Diffusion and Concentration Gradients

The direction of the passage of particles through the channel is also dependent on concentration gradients. A concentration gradient exists whenever a concentrated solution is in contact with a less concentrated solution. Because the solutions are in contact, particles may flow between the two solutions (or between two regions of the same solution) by the process known as diffusion. Diffusion is a term used to describe the mixing of two different substances that are placed in contact. The substances may be gases, liquids, or solids. Diffusion is the migrating by random motion of these different particles. Although particles move in every direction, there is a net flow from the more concentrated solution to the less concentrated solution ("down the concentration gradient"). As the number of particles in the more concentrated solution diminishes and the number of particles in the less concentrated increases, the difference in concentration between the two solutions decreases. Hence, the concentration gradient is said to get smaller (Movie 1). All else being equal, the concentrations of the solutions change more rapidly when the difference in their concentrations is greater. This diffusion process continues until the concentrations of the two solutions are equal. This state is known as dynamic equilibrium. When the two solutions are in dynamic equilibrium, particles continue to move between the two solutions, but there is no net flow in any one direction, i.e., the concentrations do not change.

equillibrium

Figure 6

The graph at the top of this figure plots the time course of the changes in concentration that occur after a solution (A) with a 1.0 M concentration of some particle is placed in contact (via a semipermeable membrane) with another solution with a 0.0 M concentration of the particle. The blue line represents the concentration of the particle in solution A, and the magenta line represents the concentration of the particle in solution B. Over time, the concentrations become equal and no longer change; at this point, the solutions are said to be in dynamic equilibrium.

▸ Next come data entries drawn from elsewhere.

PR #2049, opened 2024-07-15
Make logging intangible

### LINKED ISSUE #1991: Consider making the `log` command intangible
Currently, the `log` command is specified as a tangible command, meaning that robots can only run it at most once per tick.  However, I am not sure why we decided this in the first place.  The general idea is that tangible commands are ones which could have an observable effect to other robots, but there is no way for robots to observe some other robot's log entries (not without doing something like `salvage` first).  The one exception is that if you `view` another robot you can see its log, but that is only observable within the UI, and you cannot programmatically react to it.

noahyor:
Closes #1991.

### DIFF
--- a/data/scenarios/Testing/475-wait-one.yaml
+++ b/data/scenarios/Testing/475-wait-one.yaml
@@ -13,7 +13,7 @@ objectives:
         ishere "lambda"
       } { return false }
 solution: |
-  log "I will win next tick!"; place "lambda";
+  log "I will win next tick!"; wait 1; place "lambda";
 robots:
   - name: base
     loc: [0, 0]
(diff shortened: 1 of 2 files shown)


byorgey (approved):

data/scenarios/Testing/475-wait-one.yaml
```diff
@@ -30,7 +31,7 @@ robots:
       - logger
       - clock
     program: |
-      log "I shall sleep"; wait 1; log "I have awoken"
+      log "I shall sleep"; wait 2; log "I have awoken"
```
xsebek, line 34: Does this test still make sense, now that we wait for two ticks and  newly in solution for one? 🤔

xsebek (approved):

PR #2050, opened 2024-07-15
Add restore-keys logic for windows

### LINKED ISSUE #2040: Fix Windows CI caching
**Describe the bug**

Windows build rebuilds dependencies and does not seem to be cached.

**To Reproduce**

Open a PR that changes Haskell file and check Windows CI build log.

**Expected behavior**

The dependencies should be cached from prior runs.

**Additional context**

See discussion in #2036.

nitinprakash96:
Closes #2040


.github/workflows/haskell-ci-windows.yml
```diff
@@ -52,17 +52,21 @@ jobs:
...
           path: ${{ steps.setup-haskell-cabal.outputs.cabal-store }}
-          key: ${{ runner.os }}-${{ matrix.ghc }}-${{ hashFiles('cabal.project.freeze') }}
+          key: ${{ matrix.os }}-${{ matrix.ghc }}-${{ hashFiles('cabal.project.freeze') }}
+          restore-keys: |
+            ${{ matrix.os }}-${{ matrix.ghc }}-${{ hashFiles('cabal.project.freeze') }}
+            ${{ matrix.os }}-${{ matrix.ghc }}-
 
       - name: Install dependencies
+        if: steps.cache.outputs.cache-hit != 'true'
         run: cabal build all --only-dependencies
```
xsebek, line 66: Is this step even necessary?

xsebek (approved):

.github/workflows/haskell-ci-windows.yml
nitinprakash96: Yes. The idea is to have cache contain built dependencies only. This way even if the project itself fails to compile, we wouldn't have to worry about re-compiling dependencies all over again.

xsebek: But won't the next step compile dependencies if the cache is not present?

nitinprakash96: It will. But it will also compile swarm in the same step. And if compilation fails for swarm then on subsequent push, the dependencies will be compiled all over again.
Building dependencies in separate step will at least let up avoid such a case.

noahyor (approved):
I hope this fixes our Windows CI caching problems!

xsebek (changes requested):
I am very confused by the condition skipping the dependencies if there is a cache miss.

Please add a comment to the script explaining what is it trying to workaround.

.github/workflows/haskell-ci-windows.yml
xsebek: @nitinprakash96 is the condition there for testing and you dont intend to merge it?

nitinprakash96:
@xsebek we're not skipping the dependencies if there is a cache miss. Quite the opposite the actually.  If there is a cache miss, then we build the dependencies.

xsebek (approved):
@nitinprakash96 sorry I got confused.

I still think the condition should not be there - cabal will do the check in next step, so it does not save time. 

I am not sure if the restore key fallback could lead to dependencies being built anyway?
If not then feel free to merge.

PR #2051, opened 2024-07-15
Fix release URL asset path in Haskell release action

byorgey:
The `create_release` job worked fine.  The `build_artifact` job, however, after downloading the `release_url` artifact, seemed to be looking for it in the wrong place --- it tried to access `release_url/release_url.txt`, but the corrsponding zip file contains only the file `release_url.txt` with no folder.

This PR fixes the job to look for the `release_url.txt` file in the correct (I hope) place.


noahyor (approved):
Fingers crossed!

The schematic at the bottom shows the two solutions approximately 2 seconds after the solutions are placed in contact with one another.

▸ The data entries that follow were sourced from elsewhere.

PR #2052, opened 2024-07-15
set required cabal-version to 3.6

byorgey:
Hackage does not like `cabal-version: 3.8`, it requires at most 3.6.  I don't know if there was a specific reason we were using 3.8, but it seems to work fine with 3.6 specified.


noahyor (approved):
Hopefully this works!

PR #2056, opened 2024-07-17
Add place to put local scripts

### LINKED ISSUE #2055: Add a local scripts directory which is ignored by git
This would add something like `scripts/local/` and would be included in the `.gitignore`

noahyor:
Closes #2055.


byorgey (commented):
I'm not quite sure I understand the purpose here.  If you just want to make some personal Swarm-related scripts, you can put them in a separate folder somewhere not under the Swarm repo root, and add them to your PATH.

PR #2060, opened 2024-07-19
[EXPERIMENTAL] weeder config test

kostmo:
Compare to: #2059


.github/workflows/cabal.haskell-ci
```diff
@@ -13,6 +13,8 @@ docspec: True
 -- Build haddocks. Accepts booleans or version range.
 haddock: True
 
+weeder: < 9.10.7
```
kostmo, line 16: Demonstration of a lexically "smaller" value (due to the leading `1`), which is converted to its numeric form as "greater" value.

Weeder gets run for all of the GHC versions (``,).

PR #2062, opened 2024-07-20
Show the current TPS if it is slower than the target.

### LINKED ISSUE #1561: Display UPS/FPS
A very useful tool for players conscious about performance in game is displayed UPS/FPS.

Here is [a nice explanation from helpful player of Factorio](https://www.reddit.com/r/factorio/comments/7c7ofu/comment/dpoysym/?utm_source=share&utm_medium=web2x&context=3):
> FPS = Frames Per Second. This number is sacrificed first if UPS is below 60.
> UPS = Updates Per Second, the number of times the game engine updates all entities on the map.

Because the terminal does not need to update all the time, we might want to add instead:
> TPS = Ticks Per Second. That is the actual number of ticks executed, not the target value we show in UI now.

This would allow even non-developers to notice and quantify performance problems and make life much easier for developers hunting those problems down.

noahyor:
Closes #1561.

### DIFF
--- a/src/swarm-tui/Swarm/TUI/View.hs
+++ b/src/swarm-tui/Swarm/TUI/View.hs
@@ -591,14 +591,14 @@ drawTPS :: AppState -> Widget Name
 drawTPS s = hBox (tpsInfo : rateInfo)
  where
   tpsInfo
-    | l >= 0 = hBox [str (show n), txt " ", txt (number n "tick"), txt " / s"]
+    | l >= 0 = hBox [str (show n), txt " ", tpsIndicator s, txt (number n "tick"), txt " / s"]
+    -- | l >= 0 = hBox [str (show n), txt " ", txt (number n "tick"), txt " / s"]
     | otherwise = hBox [txt "1 tick / ", str (show n), txt " s"]
 
   rateInfo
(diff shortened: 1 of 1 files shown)


src/swarm-tui/Swarm/TUI/View.hs
```diff
@@ -591,24 +591,39 @@ drawTPS :: AppState -> Widget Name
...
+tpsIndicator s
+  = hBox [txt "(", str $ show tps, txt ") "]
+  -- = str (show $ round tps )
+
+  -- | (tps / target) < 0.9 = str (show $ round tps )
+  -- | otherwise = emptyWidget
+  where
+    tpf = s ^. uiState . uiGameplay . uiTiming . uiTPF
+    fps = s ^. uiState . uiGameplay . uiTiming . uiFPS
+    tps = fps / tpf
```
byorgey, line 623: Shouldn't `tps = tpf * fps`?  ticks/frame * frames/sec = ticks/sec.  `fps / tpf` would be in units of square frames per tick-second or something like that.

noahyor: oops.. I guess I didn't do my math right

To view a QuickTime movie showing the movement of the particles by diffusion between these two solutions, please click on the pink button below. Click the blue button below to download QuickTime 6.5 to view the movie.

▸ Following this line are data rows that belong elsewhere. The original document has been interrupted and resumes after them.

PR #2064, opened 2024-07-21
Use surveil in move tutorial

xsebek:
This should make the move tutorial run faster by making most of the robots `surveil` the door to their section.


data/scenarios/Tutorials/move.yaml
```diff
@@ -322,13 +398,25 @@ robots:
...
+      main [action="P", entity="flower", room=2]);
+      m
   - name: 3P flower
     system: true
-    program: run "scenarios/Tutorials/move_system.sw"
+    program: |
+      def main = \a. return noop end
+      m <- instant (run "scenarios/Tutorials/move_surveil.sw";
+      main [action="P", entity="flower", room=3]);
+      m
```
xsebek, line 419: @byorgey this is how `instant` has to be used to not pay for tangible `run`. The result is the rest of the computation which waits and places the wall.

byorgey:
For me, it's super laggy up until you move to the first flower, then very snappy after that.  By "super laggy" I mean e.g. it takes several seconds to respond at all when I start typing `move; move`; even after that it still takes up to half a second to respond to each keypress.

I actually don't quite understand what's going on here.  Sometimes, when I start the tutorial it pauses for several seconds *before* showing the goals dialog, and then is reasonably fast after that.  But sometimes, it shows the goal dialog right away, and then once I exit that it sits there not responding for several seconds.  The first feels annoying but acceptable; the second feels pretty bad because it looks like it is ready for you to start typing but it is not.

xsebek:
@byorgey I removed a few busy waiting robots and put the check robot to sleep if you are far from the door.

I don't think I can easily optimize this further; most of the time is spent parsing the same file 60 times:
Screenshot 2024-07-22 at 1 27 26

I could make a robot that runs the file and instantly builds new robots, which would teleport to their place.
That would only parse once, but have new problems:
* timing problems - build takes another tick, so the first corridor would have to be longer
* it would use manually written position lists with no declarative map
* I don't want to write that; I would rather work on `import`

byorgey:
Hmm, it definitely feels more responsive now (@DanRyba253 also posted some timing data in Discord suggesting the same thing).  However, it seems slightly broken: when I execute `move; move` to go to the first flower, the corridor to the second flower opens up, but there is no goal popup dialog.  After I move to the second flower, two goal dialogs pop up in succession.

byorgey:
And yes, as for `import`, definitely don't spend effort trying to optimize the repeated file reading, we'll work on that separately.

data/scenarios/Tutorials/move.yaml
```diff
@@ -13,7 +13,7 @@ objectives:
     condition: |
       r <- robotNamed "check";
       w <- as r {count "Win"};
-      return (w >= 2)
+      return (w >= 1)
```
xsebek, line 16: @byorgey, thanks for pointing it out; I made a typo while changing the conditions to use one robot.

byorgey (approved):
Looks good now, this seems a strict improvement over the previous version.

I still don't understand why sometimes I get a long pause *before* the initial goal modal is shown, and sometimes I get a long unresponsive pause *after* dismissing the goal modal.  I have not been able to find any particular way to consistently get one behavior or the other. But whatever the reason I don't think it's the fault of this scenario.

PR #2067, opened 2024-07-21
fix markdown link

byorgey:


xsebek (approved):
Markdown always parses. 😄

In biological systems such as the kidney, the two solutions are often separated by a membrane. Protein channels in the membrane allow particles to cross the membrane, flowing "down the concentration gradient" until equilibrium is reached. Sometimes these channels may be closed, so that particles will not travel across the membrane, even if there is a strong concentration gradient. (In effect, the two solutions are no longer in contact when the channels are closed.) In other cases, the proteins in the membranes act like "pumps," using energy to move particles "against the concentration gradient" (i.e., so the more concentrated solution becomes even more concentrated); examples are the light-driven proton pump that occurs in the photosynthetic thylakoid membrane discussed in the introduction to the Experiment, the proton pumps used in the synthesis of ATP, the body's energy currency (which you will encounter in the tutorial entitled "Energy for the Body: Oxidative Phosphorylation"), and the sodium pumps discussed below.